PR #99, opened 2025-01-25
Workaround for the :59.x files created by pcmrecord in -L -j mode

scottnewell:
I'm seeing pcmrecord with the -j and -L flags create filenames that are not an integer multiple of the -L FileLengthLimit value.

I've found a timespec that causes the issue and included it as a test case with the PCMRECORD_TESTING #define.

For example, with now.tv_sec = 1737742319 and now.tv_nsec = 742568973, the filename would have been 20250124T181159Z_15000000_iq.wav instead of 20250124T181200Z_15000000_iq.wav.

time now = 2025-01-24T18:11:59.7Z
file time = 2025-01-24T18:11:59.7Z
Rounding: convert 1737742319 (18:11:59.7) to 1737742320; test with now.tv_sec = 1737742319; now.tv_nsec = 742568973; creating '20250124T181200Z_15000000_iq.wav' 16000 s/s stereo f32le 15000000.000 Hz iq

### DIFF
--- a/pcmrecord.c
+++ b/pcmrecord.c
@@ -976,6 +976,14 @@ int session_file_init(struct session *sp,struct sockaddr const *sender){
   }
   struct timespec now;
   clock_gettime(CLOCK_REALTIME,&now);
+
+#ifdef PCMRECORD_TESTING
+  #pragma message "WARNING: This will force weird file times, and it will break the output files!"
+  // debug only: force weird rounding filename glitch?
+  now.tv_sec = 1737742319;
+  now.tv_nsec = 742568973;
+#endif
+
   struct timespec file_time = now; // Default to actual time when length limit is not set
   sp->file_time = file_time;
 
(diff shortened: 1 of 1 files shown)


ka9q (commented):
I'm not sure I want to do this. Rob has been obsessed with these file timestamps, and I keep telling him that it only matters that they be monotonically increasing so he can concatenate them in proper order. (I still can't figure out why he insists on making life hard for himself instead of just making all the various sized files he wants directly with parallel pcmrecord commands.) The timestamp on each new file in a segmented recording is meant to be the _actual clock time_ when the new file is started, because this detects drift between the sample clock rate and real time. By changing that you lessen the use of that information.

I do see that I am truncating instead of rounding the seconds to nearest when I use "JT format", and I'm also truncating the 1/10 second field when I use my regular name format, so it's reasonable that I add code to do that. But I don't think I want to do what you're proposing here. Rob just has to be convinced that he can't eat his cake and have it too.

ka9q:
I've pushed over my own changes that round the file creation time to the nearest second for JT-format file names and to the nearest tenth of a second for my own file name format. Hopefully correctly. If Rob is unhappy with this I will stop naming files with timestamps altogether and use sequence numbers. I will not create intentionally incorrect timestamps.

I also fixed my handling of the --mintime option, as it was keeping a lot of short files that should have been deleted. I was counting silence in each segment, and I forgot to reset the segment duration counter when a new file started on the same channel.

◆ About this exercise
Beginning with the line holding "-976,6 +976,14 @@" and ending with the line holding "I'm not sure", write out the stretch of material above exactly; add no further lines.

◆ Written response
@@ -976,6 +976,14 @@ int session_file_init(struct session *sp,struct sockaddr const *sender){
   }
   struct timespec now;
   clock_gettime(CLOCK_REALTIME,&now);
+
+#ifdef PCMRECORD_TESTING
+  #pragma message "WARNING: This will force weird file times, and it will break the output files!"
+  // debug only: force weird rounding filename glitch?
+  now.tv_sec = 1737742319;
+  now.tv_nsec = 742568973;
+#endif
+
   struct timespec file_time = now; // Default to actual time when length limit is not set
   sp->file_time = file_time;
 
(diff shortened: 1 of 1 files shown)


ka9q (commented):
I'm not sure I want to do this. Rob has been obsessed with these file timestamps, and I keep telling him that it only matters that they be monotonically increasing so he can concatenate them in proper order. (I still can't figure out why he insists on making life hard for himself instead of just making all the various sized files he wants directly with parallel pcmrecord commands.) The timestamp on each new file in a segmented recording is meant to be the _actual clock time_ when the new file is started, because this detects drift between the sample clock rate and real time. By changing that you lessen the use of that information.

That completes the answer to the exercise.